Kein Netz – das gibt es häufig in Deutschland
Kein Netz – das gibt es häufig in DeutschlandFoto: Ottmar Winter PNN

Die Bundesregierung hat eine Mobilfunkstrategie beschlossen, mit der möglichst viele Funklöcher geschlossen werden sollen. Der Bund nehme dafür 1,1 Milliarden Euro in die Hand, sagte Kanzleramtsminister Helge Braun (CDU) in Meseberg, wo das Kabinett zu einer zweitägigen Digitalklausur zusammenkam.

Druck auf die Regierung kam vom Digitalverband Bitkom und von den Grünen - Deutschland dürfe sich bei der Digitalisierung nicht abhängen lassen.

Braun sagte kurz nach dem Auftakt der Klausur, die Mobilfunkbetreiber seien für 99 Prozent des Ausbaus des Funknetzes verantwortlich und "für das letzte Prozent" nehme die Regierung 1,1 Milliarden Euro in die Hand.

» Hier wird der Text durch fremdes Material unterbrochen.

PR #1895, opened 2022-12-06
Only require `pagerfanta/core`

mbabker:
Instead of depending on the `pagerfanta/pagerfanta` monopackage (which installs everything), only the `pagerfanta/core` package needs to be a hard dependency.  The subsplit repos for the supported Doctrine integrations are already listed as dev requirements, so this mainly just lightens the production dependencies and allows Composer to work a bit more efficiently (the monorepo has a heavier list of conflicts to deal with because it's trying to set constraints for everything whereas the subsplit packages have rather small dependency lists).

### DIFF
--- a/composer.json
+++ b/composer.json
@@ -31,7 +31,7 @@
     "homepage": "https://github.com/FriendsOfSymfony/FOSElasticaBundle",
     "require": {
         "php": "^7.4 || ^8.0",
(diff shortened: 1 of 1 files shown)


jakubtobiasz (approved):

XWB (approved):

XWB:
Seems fair to me.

Damit werde sichergestellt, dass künftig in allen Haushalten sowie auf Straßen und im ländlichen Raum mobil telefoniert werden könne. Außerdem sollten Landwirte dabei unterstützt werden, "5G-Netzwerke auf ihren Ackerflächen aufzubauen".

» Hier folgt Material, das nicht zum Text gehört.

PR #1897, opened 2022-12-13
Add missing interfaces to TransformedFinder

jakubtobiasz:
Previously, `TransformedFinder`'s public methods were poorly covered with interfaces. This PR adds missing, granular contracts for each public method.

Verkehrs-Staatssekretär Steffen Bilger (CDU) sagte der "Stuttgarter Zeitung" und den "Stuttgarter Nachrichten", die benötigten 1,1 Milliarden Euro würden bis 2024 über das Sondervermögen Digitale Infrastruktur zur Verfügung gestellt.

Regierung will staatliches Mobilfunk-Unternehmen gründen

Schon im Frühjahr hatte sich die Regierungskoalition zudem darauf verständigt, ein Staatsunternehmen mit rund hundert Mitarbeitern zu gründen, um jene Gebiete zu erschließen, die für private Betreibergesellschaften selbst mit Förderzuschüssen nicht lukrativ sind.

Neben der Mobilfunkstrategie sollte es am Sonntag in Meseberg auch generell um den Stand und die Herausforderungen der Digitalisierung in Deutschland gehen, wie Regierungssprecher Steffen Seibert erklärte. Punkte auf der Agenda des Treffens waren auch die digitale Verwaltung und die Auswirkungen von Technologien wie Künstlicher Intelligenz (KI) oder Blockchains auf die Gesellschaft.

Warnung von Bitkom

Der Branchenverband Bitkom mahnte im Vorfeld zur Eile und warnte davor, dass Deutschland abgehängt wird. Im Koalitionsvertrag stehe zwar fast 300 Mal das Wort digital, "dennoch fällt Deutschland im internationalen Digitalvergleich weiter zurück", sagte Bitkom-Präsident Achim Berg. Deutschland sei schlicht kein "digitaler Antreiber" und etwa beim E-Government "nicht einmal mehr europäisches Mittelmaß". Auch in der Wirtschaft fehle es an Tempo.

Die Bundesregierung müsse Digitalpolitik "von Grund auf neu denken", fuhr Bitkom-Präsident Berg fort. Zwar gebe es positive Ansätze etwa in der Mobilfunkstrategie, im Digitalpakt für Schulen und bei der Digitalisierung der medizinischen Versorgung. Die gesamte Digitalpolitik benötige jedoch eine "in sich konsistente Strategie", die sich auf Deutschlands spezifische Stärken fokussiere, statt eine "Ressourcenverteilung mit der Gießkanne".

Grünen-Fraktionsvize Konstantin von Notz kritisierte ebenfalls, dass es seit vielen Jahren auf den "digitalpolitischen Baustellen" nicht vorangehe, dazu gehöre auch der Mobilfunkausbau. Grund sei vor allem die "seit langem mangelnde Koordination digitalpolitischer Themen innerhalb der Bundesregierung". (AFP)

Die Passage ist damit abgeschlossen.